:: SUPPLIED DATA ::

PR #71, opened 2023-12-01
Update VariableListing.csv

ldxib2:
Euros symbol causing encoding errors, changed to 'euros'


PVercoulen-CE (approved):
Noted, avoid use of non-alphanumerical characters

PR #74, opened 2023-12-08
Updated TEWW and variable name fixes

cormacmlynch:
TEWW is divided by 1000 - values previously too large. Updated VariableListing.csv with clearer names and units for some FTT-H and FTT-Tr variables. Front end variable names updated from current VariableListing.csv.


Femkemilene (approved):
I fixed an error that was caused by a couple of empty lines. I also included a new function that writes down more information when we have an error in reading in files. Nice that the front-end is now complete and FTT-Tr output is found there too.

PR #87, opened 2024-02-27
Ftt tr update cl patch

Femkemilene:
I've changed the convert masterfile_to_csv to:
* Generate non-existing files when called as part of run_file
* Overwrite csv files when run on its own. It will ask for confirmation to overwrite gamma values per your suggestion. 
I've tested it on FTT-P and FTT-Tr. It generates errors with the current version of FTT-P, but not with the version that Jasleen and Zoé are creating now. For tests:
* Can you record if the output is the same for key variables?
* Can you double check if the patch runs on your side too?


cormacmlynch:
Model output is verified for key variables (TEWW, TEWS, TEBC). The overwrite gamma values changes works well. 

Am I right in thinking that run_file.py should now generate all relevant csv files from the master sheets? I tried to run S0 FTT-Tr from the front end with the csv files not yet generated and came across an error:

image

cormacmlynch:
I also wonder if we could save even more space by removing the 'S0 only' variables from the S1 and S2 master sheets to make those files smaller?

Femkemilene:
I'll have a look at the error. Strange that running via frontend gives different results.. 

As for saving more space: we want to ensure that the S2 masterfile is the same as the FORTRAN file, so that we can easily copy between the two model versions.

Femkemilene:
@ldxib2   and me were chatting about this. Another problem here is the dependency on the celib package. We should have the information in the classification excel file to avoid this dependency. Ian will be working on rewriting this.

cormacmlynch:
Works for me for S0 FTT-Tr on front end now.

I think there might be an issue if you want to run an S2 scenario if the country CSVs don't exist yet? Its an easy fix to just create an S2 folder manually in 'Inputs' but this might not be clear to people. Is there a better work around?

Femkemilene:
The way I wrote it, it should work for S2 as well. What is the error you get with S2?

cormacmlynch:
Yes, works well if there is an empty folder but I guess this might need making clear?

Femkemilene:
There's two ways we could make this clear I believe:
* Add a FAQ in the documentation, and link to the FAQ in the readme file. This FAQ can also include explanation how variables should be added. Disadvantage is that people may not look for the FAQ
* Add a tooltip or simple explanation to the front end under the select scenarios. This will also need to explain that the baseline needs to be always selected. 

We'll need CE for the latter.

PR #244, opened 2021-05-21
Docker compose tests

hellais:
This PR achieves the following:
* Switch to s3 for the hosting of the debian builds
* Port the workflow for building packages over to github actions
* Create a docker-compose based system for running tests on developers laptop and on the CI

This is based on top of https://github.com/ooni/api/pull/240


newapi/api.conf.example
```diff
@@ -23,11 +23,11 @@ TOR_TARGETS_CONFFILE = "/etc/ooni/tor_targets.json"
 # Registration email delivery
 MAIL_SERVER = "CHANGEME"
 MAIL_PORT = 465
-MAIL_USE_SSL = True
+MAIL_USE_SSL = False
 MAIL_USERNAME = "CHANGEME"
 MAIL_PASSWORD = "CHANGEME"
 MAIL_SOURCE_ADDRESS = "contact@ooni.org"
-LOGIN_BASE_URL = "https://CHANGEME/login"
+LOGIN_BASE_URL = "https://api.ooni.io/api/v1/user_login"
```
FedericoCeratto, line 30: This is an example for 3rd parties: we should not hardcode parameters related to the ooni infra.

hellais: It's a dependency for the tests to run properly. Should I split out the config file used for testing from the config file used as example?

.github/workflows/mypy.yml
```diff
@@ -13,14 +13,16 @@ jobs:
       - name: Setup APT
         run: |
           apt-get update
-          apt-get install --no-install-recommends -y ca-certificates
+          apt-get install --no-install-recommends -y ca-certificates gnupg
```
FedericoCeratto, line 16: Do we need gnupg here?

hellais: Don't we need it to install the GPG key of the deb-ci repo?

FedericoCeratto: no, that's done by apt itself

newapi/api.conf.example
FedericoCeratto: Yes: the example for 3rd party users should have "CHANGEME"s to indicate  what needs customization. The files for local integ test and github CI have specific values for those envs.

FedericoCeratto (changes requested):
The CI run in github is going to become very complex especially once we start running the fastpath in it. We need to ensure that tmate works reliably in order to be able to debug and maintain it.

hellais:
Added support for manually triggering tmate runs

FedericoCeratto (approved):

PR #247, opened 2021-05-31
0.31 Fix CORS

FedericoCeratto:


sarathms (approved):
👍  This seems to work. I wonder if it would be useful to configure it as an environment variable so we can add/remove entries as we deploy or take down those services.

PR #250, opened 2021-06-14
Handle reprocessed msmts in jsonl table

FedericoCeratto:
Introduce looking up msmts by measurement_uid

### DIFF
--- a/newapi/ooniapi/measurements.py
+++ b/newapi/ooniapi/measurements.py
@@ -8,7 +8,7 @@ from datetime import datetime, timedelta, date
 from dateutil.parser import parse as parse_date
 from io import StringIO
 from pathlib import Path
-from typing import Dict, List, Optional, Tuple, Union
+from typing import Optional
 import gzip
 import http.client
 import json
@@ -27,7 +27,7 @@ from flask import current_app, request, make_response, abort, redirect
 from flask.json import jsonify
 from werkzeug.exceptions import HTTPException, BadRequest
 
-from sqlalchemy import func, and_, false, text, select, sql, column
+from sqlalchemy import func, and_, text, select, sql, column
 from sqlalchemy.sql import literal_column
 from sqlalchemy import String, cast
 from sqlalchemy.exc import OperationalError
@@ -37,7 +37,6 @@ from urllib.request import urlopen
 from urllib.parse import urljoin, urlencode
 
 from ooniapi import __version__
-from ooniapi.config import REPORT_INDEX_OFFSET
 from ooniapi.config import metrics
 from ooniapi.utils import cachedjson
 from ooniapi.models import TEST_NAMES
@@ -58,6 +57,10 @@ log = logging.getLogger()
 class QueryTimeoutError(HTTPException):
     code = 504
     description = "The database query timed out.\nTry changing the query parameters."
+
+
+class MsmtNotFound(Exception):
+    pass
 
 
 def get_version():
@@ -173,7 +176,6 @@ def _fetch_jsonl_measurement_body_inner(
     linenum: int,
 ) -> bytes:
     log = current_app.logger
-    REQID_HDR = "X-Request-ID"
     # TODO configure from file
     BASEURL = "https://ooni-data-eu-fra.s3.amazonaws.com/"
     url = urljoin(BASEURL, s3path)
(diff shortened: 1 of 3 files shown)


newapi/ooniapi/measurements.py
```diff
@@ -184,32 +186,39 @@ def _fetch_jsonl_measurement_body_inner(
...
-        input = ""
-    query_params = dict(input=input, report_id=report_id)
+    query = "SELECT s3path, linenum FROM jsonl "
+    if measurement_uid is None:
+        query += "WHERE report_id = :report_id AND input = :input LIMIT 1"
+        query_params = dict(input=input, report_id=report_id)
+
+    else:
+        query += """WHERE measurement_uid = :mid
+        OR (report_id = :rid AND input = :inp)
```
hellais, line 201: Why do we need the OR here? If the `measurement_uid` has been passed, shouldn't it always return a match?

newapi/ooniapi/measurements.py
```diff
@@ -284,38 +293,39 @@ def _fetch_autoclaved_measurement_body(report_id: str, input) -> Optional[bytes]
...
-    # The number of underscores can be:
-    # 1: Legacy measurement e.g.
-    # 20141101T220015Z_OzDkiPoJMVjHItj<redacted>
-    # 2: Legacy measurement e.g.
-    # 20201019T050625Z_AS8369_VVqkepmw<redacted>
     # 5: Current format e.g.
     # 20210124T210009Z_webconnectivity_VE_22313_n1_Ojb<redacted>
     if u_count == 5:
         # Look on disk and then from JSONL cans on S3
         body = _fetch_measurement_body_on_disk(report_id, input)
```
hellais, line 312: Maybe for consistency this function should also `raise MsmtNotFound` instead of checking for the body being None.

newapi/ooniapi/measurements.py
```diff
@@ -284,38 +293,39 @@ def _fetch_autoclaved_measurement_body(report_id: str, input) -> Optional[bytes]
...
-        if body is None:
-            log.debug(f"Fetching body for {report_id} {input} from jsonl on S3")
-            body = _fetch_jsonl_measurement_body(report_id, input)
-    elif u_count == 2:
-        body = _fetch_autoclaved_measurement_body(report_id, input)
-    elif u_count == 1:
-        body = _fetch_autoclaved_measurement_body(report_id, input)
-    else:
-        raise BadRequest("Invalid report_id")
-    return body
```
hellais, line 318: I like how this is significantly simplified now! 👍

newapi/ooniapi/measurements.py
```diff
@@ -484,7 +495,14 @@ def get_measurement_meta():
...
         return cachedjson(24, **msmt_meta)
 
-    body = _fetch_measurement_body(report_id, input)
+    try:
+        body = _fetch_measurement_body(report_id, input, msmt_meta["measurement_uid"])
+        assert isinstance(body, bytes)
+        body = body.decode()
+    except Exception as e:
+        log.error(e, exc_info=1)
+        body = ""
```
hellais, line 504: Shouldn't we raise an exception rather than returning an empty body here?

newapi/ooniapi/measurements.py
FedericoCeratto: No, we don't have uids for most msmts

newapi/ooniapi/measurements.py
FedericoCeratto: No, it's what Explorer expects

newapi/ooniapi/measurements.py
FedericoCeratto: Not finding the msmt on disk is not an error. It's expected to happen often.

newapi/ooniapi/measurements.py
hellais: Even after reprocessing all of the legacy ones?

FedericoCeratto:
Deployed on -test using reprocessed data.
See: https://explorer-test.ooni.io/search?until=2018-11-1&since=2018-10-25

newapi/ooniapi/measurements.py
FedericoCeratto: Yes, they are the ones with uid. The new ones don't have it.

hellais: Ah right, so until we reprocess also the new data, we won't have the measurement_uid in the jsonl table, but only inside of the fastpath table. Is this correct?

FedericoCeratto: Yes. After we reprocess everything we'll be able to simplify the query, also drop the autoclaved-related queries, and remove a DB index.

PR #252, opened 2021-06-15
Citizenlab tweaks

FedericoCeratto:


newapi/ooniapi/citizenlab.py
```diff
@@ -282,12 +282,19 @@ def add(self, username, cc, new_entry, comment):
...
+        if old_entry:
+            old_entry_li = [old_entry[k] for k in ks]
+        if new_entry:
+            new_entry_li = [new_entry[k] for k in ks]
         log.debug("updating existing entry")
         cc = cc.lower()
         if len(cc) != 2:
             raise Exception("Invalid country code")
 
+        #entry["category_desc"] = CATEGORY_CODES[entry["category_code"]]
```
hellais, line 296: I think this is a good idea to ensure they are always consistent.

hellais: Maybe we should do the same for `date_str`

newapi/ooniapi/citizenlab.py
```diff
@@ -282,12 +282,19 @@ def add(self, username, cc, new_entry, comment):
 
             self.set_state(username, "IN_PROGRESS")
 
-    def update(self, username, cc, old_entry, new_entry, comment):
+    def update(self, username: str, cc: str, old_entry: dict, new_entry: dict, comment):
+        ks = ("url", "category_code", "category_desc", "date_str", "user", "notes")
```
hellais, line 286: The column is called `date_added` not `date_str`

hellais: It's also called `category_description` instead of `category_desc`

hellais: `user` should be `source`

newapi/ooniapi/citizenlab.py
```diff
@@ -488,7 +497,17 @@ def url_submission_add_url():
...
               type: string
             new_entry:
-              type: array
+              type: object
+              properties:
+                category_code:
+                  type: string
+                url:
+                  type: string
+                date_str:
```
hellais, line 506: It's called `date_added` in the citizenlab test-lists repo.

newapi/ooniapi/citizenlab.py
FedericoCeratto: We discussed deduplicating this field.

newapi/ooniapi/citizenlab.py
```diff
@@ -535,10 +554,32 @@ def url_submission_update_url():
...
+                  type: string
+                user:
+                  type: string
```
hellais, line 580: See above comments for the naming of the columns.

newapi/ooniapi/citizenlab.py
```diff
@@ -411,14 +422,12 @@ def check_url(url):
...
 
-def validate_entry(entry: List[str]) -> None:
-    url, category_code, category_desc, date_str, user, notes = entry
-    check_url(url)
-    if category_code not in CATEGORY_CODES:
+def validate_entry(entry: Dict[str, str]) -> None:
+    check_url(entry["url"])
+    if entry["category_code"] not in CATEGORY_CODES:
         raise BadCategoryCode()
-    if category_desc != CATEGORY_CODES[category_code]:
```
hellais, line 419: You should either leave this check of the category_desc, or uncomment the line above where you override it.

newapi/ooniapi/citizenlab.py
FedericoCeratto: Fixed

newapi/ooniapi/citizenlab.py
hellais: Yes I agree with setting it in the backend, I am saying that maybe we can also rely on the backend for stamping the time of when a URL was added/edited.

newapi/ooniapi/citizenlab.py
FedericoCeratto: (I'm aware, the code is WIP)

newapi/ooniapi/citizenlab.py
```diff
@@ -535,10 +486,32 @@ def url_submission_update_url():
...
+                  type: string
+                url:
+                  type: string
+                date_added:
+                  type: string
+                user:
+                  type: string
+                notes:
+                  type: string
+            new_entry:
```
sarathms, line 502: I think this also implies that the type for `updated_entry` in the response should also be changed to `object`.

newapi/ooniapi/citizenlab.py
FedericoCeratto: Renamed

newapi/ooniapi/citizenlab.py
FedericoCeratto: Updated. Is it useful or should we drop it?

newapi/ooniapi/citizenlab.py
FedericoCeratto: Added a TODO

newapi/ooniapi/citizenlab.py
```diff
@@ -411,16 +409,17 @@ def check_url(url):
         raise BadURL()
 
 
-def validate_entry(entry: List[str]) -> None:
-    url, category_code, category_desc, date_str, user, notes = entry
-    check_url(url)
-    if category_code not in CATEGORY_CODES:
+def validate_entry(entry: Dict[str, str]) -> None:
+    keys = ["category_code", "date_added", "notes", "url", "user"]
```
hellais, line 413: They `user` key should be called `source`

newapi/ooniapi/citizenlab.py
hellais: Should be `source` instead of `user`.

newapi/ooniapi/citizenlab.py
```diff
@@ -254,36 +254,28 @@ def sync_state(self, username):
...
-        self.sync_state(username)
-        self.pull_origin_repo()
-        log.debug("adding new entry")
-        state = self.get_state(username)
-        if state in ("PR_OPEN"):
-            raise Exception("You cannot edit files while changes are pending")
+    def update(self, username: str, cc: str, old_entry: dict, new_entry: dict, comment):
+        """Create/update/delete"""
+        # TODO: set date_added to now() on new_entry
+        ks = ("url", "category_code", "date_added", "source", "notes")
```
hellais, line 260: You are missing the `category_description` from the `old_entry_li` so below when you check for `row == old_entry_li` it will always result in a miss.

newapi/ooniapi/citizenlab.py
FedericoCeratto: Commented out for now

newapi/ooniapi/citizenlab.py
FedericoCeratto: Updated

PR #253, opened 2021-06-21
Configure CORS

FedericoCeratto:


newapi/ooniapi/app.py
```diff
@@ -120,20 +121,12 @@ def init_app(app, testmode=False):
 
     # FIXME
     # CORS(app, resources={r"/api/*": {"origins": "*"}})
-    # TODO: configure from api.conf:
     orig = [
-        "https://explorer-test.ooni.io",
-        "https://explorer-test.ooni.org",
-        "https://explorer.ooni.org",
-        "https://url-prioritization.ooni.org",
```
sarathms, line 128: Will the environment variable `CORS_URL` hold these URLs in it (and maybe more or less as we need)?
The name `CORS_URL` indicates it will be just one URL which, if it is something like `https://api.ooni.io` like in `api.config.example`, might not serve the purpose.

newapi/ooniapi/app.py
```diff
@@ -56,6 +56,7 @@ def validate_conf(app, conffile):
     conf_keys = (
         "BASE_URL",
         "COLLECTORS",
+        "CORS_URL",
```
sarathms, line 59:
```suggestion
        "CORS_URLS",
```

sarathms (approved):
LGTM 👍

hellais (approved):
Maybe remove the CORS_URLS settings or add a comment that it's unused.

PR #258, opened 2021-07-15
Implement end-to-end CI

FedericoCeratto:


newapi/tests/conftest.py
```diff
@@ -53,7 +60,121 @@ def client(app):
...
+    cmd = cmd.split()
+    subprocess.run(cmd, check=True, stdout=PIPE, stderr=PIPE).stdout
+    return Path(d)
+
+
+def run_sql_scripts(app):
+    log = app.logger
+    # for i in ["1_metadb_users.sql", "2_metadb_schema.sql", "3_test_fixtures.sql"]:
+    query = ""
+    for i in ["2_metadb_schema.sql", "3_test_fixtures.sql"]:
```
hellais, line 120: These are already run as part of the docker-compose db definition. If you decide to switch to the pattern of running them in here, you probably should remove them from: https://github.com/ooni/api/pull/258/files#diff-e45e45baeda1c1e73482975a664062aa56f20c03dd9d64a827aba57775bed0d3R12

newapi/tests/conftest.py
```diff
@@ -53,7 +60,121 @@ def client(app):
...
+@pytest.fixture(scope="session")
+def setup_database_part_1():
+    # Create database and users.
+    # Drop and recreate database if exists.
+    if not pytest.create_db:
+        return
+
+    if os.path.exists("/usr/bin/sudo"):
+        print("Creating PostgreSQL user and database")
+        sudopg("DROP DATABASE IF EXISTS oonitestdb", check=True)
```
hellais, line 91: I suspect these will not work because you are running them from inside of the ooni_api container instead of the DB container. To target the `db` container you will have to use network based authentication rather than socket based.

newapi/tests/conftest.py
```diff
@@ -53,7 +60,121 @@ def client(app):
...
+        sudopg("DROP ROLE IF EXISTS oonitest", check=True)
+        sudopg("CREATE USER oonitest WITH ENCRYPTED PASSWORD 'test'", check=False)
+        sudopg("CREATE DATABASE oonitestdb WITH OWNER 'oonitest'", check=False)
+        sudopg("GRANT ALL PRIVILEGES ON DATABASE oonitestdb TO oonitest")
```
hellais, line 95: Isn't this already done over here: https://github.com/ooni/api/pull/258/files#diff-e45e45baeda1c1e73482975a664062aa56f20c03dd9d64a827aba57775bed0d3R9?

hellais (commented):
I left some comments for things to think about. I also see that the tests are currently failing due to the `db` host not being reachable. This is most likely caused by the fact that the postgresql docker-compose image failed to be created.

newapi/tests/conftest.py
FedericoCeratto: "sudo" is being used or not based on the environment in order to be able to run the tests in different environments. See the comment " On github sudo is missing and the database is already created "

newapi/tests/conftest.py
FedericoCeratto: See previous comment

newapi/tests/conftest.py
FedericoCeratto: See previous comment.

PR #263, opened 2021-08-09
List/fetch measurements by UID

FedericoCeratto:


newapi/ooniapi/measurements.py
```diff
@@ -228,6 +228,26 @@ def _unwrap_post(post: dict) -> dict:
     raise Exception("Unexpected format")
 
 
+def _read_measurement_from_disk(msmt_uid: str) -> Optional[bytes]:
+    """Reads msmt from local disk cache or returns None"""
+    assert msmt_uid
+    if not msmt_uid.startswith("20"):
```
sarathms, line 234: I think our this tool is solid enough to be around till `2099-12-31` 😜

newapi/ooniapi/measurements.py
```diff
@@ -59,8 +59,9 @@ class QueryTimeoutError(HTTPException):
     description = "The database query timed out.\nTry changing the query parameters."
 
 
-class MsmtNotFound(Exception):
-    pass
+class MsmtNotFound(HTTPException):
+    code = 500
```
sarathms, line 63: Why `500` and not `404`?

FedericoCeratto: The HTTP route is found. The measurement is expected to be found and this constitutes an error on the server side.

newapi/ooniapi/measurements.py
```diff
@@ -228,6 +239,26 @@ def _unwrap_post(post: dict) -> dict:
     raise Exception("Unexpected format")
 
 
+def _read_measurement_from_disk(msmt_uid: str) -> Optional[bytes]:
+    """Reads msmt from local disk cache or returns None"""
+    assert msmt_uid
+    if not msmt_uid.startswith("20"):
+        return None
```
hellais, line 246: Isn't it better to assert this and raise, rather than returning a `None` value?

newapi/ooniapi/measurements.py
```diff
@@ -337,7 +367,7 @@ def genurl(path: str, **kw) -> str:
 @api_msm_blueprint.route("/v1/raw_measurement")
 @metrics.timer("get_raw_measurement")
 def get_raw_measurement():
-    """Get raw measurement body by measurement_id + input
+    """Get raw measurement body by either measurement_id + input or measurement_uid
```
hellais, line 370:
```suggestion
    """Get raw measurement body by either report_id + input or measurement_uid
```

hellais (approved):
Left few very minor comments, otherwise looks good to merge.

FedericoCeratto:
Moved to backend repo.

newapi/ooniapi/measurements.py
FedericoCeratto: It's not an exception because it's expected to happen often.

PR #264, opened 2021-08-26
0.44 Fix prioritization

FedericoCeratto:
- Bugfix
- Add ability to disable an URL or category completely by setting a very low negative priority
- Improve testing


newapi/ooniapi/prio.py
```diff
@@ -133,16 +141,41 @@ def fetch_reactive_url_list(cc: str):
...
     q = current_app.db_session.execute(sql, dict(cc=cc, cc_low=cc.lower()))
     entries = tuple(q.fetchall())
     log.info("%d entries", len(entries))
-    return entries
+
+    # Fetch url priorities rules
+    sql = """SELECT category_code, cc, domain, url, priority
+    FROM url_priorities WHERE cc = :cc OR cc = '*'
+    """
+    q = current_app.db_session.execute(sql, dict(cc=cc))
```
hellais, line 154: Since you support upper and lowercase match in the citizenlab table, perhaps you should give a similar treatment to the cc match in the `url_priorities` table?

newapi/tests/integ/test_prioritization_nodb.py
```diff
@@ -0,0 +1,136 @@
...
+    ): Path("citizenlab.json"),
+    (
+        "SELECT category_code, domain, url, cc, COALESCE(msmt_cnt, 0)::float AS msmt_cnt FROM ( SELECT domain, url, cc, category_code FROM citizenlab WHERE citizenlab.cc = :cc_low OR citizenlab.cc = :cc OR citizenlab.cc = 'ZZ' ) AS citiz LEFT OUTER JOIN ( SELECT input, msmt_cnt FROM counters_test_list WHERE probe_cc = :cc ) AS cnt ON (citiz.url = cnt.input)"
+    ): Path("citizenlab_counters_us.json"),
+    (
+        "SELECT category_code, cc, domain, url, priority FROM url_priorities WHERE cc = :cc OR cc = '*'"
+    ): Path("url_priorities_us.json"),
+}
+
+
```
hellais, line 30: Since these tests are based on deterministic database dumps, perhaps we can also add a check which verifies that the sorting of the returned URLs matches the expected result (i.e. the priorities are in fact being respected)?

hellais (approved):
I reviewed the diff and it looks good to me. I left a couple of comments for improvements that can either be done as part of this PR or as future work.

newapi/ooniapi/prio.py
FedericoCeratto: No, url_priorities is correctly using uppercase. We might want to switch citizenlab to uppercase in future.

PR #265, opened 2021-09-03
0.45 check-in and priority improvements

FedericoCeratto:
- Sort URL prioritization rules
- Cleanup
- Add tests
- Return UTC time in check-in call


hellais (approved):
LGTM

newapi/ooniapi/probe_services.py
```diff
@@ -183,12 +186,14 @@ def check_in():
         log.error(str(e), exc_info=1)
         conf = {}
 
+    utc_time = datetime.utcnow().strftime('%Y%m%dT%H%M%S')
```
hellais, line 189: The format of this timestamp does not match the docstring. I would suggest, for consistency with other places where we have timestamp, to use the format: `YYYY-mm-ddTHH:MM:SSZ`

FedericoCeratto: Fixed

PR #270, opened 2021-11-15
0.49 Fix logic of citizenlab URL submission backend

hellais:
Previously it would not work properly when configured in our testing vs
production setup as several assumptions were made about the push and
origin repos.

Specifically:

:::

#### [PROBLEM TO WORK ON]
Copy out all lines from the records where the word "improvements" appears.

#### [SOLUTION TO THIS EXERCISE]
I reviewed the diff and it looks good to me. I left a couple of comments for improvements that can either be done as part of this PR or as future work.
0.45 check-in and priority improvements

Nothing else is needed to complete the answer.